# New 2003 Sentra LE!



## BORNGEARHEAD (Apr 30, 2002)

We got one in at the dealer Friday. It looks like a standard Sentra BUT with the QR25DE. On the front fenders and back decklid it say "2.5 limited". It had no spoiler,moonroof,foglights,nothing. It had p/w,p/l and a/c. Hmmm. Sleeper?


----------



## UpChuck (Jul 20, 2002)

but you can only get it in an automatic. that sux. And its almost as high as the SE-Rs.


----------



## nitestridar (Jun 29, 2002)

yeah and it is still expensive...


----------



## jspecv (Jul 1, 2002)

Standard Nissan Crap!!!

The last model year of a car, they come out w/ the Limited Edition.

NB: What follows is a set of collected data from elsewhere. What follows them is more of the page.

PR #7040, opened 2023-08-09
Private/caolanm/coverity9

caolanm:
* Resolves: # 
* Target version: master 

### TODO

- [ ] ...

### Checklist

### DIFF
--- a/tools/Replay.hpp
+++ b/tools/Replay.hpp
@@ -423,19 +423,6 @@ public:
         if (optStats)
             optStats->addConnection();
     }
-
-    /// Attach to @server, load @filePath and replace @tracePath
-    static void replaySync(const std::string &server,
-                           const std::string &filePath,
-                           const std::string &tracePath)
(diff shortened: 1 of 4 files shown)


tools/Replay.hpp
```diff
@@ -409,8 +408,10 @@ class StressSocketHandler : public WebSocketHandler
 
     static void addPollFor(SocketPoll &poll, const std::string &server,
                            const std::string &filePath, const std::string &tracePath,
-                           const std::shared_ptr<Stats> &optStats = nullptr)
+                           const std::shared_ptr<Stats> &optStats)
```
vmiklos, line 411: Perhaps rename this optStats to just stats in a follow-up PR, given that it's no longer optional? Or even perhaps try to turn it into a reference if it's never nullptr.

vmiklos (approved):
Looks good in general, see inline comment for a nit.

Remember that the b16 is comming soon.

Happened in 94, 99 and now 03

Jeff


----------



## BORNGEARHEAD (Apr 30, 2002)

The sales man told me that you can get it in a 5-speed. When I saw it said limited I wondered if it was the last year body style.


----------



## nitestridar (Jun 29, 2002)

yes i think if they make a 04 se-r it will be a 2 door... i can't wait to see.


----------



## nitestridar (Jun 29, 2002)

i just tried to build my own on nissan.com and the damn thing came out to 18k wtf... i could by a spec v for that much and it looks better with better interior and its manual....


----------



## UpChuck (Jul 20, 2002)

so they are coming out with a 2 door b16 next year??
Maybe that means they will ressurect the NX!!!
Or maybe not. I can dream cant I?


----------



## red SE-R (Jun 23, 2002)

i doubt they will have an SE-R model since it's a limited run. but if they put the qr25 in it it will be a fun ride. if they dont... cay you say engine swap? 

 

i knew you could


----------